Is there a clear cut winner? I know it's hard to judge as the new edition JUST released. But what were the most competitive lists? Will they have changed with 7th?


----------



## MidnightSun (Feb 10, 2009)

I believe the list of choice that was flying around at the end of 6th was Eldar - 3-man units of Jetbikes to score Objectives on the last turn, a bunch of Wave Serpents with Guardians or Aspect Warriors of some kind, Warp Spiders, and a pair of Wraithknights. I never found it too troublesome, albeit in a slightly weakened form (only one Wraithknight, and some Wraithguard in Wave Serpents to compensate plus a Fire Prism), but that was the business. The other one was some Tau list of a Commander with a bunch of items so he gave out special rules like candy, some token Fire Warriors, then Riptides and Broadsides with some Pathfinders to give Markerlights. Also making appearances was Screamerstar (a bunch of Screamers with Forewarning and Grimoire), and White Scars (SM Bikes with Grav Guns).
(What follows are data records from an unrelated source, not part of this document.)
PR #15944, opened 2022-06-10
Cleanup and simplify lock usage in database plugin

swenson:
Following up from discussions in #15923 and #15933, I wanted to split
out a separate PR that drastically reduced the complexity of the use of
the databaseBackend lock. We no longer need it at all for the
`credRotationQueue`, and we can move it to be solely used in a few,
small connections map management functions.

### DIFF
--- a/builtin/logical/database/backend.go
+++ b/builtin/logical/database/backend.go
@@ -58,10 +58,9 @@ func Factory(ctx context.Context, conf *logical.BackendConfig) (logical.Backend,
 	// Create a context with a cancel method for processing any WAL entries and
 	// populating the queue
 	initCtx := context.Background()
-	ictx, cancel := context.WithCancel(initCtx)
-	b.cancelQueue = cancel
+	b.ctx, b.cancelQueue = context.WithCancel(initCtx)
 	// Load queue and kickoff new periodic ticker
-	go b.initQueue(ictx, conf, conf.System.ReplicationState())
+	go b.initQueue(b.ctx, conf, conf.System.ReplicationState())
 	return b, nil
 }
 
@@ -110,13 +109,14 @@ func Backend(conf *logical.BackendConfig) *databaseBackend {
 }
 
 type databaseBackend struct {
+	// used to synchronize access to the connections map
+	connLock sync.RWMutex
 	// connections holds configured database connections by config name
 	connections map[string]*dbPluginInstance
 	logger      log.Logger
 
 	*framework.Backend
-	sync.RWMutex
-	// CredRotationQueue is an in-memory priority queue used to track Static Roles
+	// credRotationQueue is an in-memory priority queue used to track Static Roles
 	// that require periodic rotation. Backends will have a PriorityQueue
 	// initialized on setup, but only backends that are mounted by a primary
 	// server or mounted as a local mount will perform the rotations.
@@ -124,12 +124,44 @@ type databaseBackend struct {
 	// cancelQueue is used to remove the priority queue and terminate the
 	// background ticker.
 	credRotationQueue *queue.PriorityQueue
-	cancelQueue       context.CancelFunc
+	// context used for canceling operations
+	ctx         context.Context
+	cancelQueue context.CancelFunc
 
 	// roleLocks is used to lock modifications to roles in the queue, to ensure
 	// concurrent requests are not modifying the same role and possibly causing
 	// issues with the priority queue.
 	roleLocks []*locksutil.LockEntry
+}
+
+func (b *databaseBackend) connGet(name string) *dbPluginInstance {
+	b.connLock.RLock()
+	defer b.connLock.RUnlock()
+	return b.connections[name]
+}
+
+func (b *databaseBackend) connPop(name string) *dbPluginInstance {
+	b.connLock.Lock()
+	defer b.connLock.Unlock()
+	dbi := b.connections[name]
+	delete(b.connections, name)
+	return dbi
+}
+
+func (b *databaseBackend) connPut(name string, newDbi *dbPluginInstance) *dbPluginInstance {
+	b.connLock.Lock()
+	defer b.connLock.Unlock()
+	dbi := b.connections[name]
+	b.connections[name] = newDbi
+	return dbi
+}
+
+func (b *databaseBackend) connClear() map[string]*dbPluginInstance {
+	b.connLock.Lock()
+	defer b.connLock.Unlock()
+	old := b.connections
+	b.connections = make(map[string]*dbPluginInstance)
+	return old
 }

Personally, I never found them to be ultra-good, but they were winning tournaments.


----------



## morfangdakka (Dec 31, 2006)

With 7th just out it is hard to tell which is the most competitive. Right at this moment people are using the Daemon summoning list but I think this will probably be quickly countered. CSM helldrake spam is popular, necrons are also popular. My advice would be to find an army you like and build it as competitive as you can.


----------



## Glokkss (Jul 31, 2011)

Screamerstar hey? What are Death Star armies. Just big units of awesomeness?


----------



## venomlust (Feb 9, 2010)

Basically, yeah. Some form of a re-rollable invulnerable save seems to be involved, as well. Very hard to kill.


----------



## MidnightSun (Feb 10, 2009)

morfangdakka said:


> With 7th just out it is hard to tell which is the most competitive. Right at this moment people are using the Daemon summoning list but I think this will probably be quickly countered. CSM helldrake spam is popular, necrons are also popular. My advice would be to find an army you like and build it as competitive as you can.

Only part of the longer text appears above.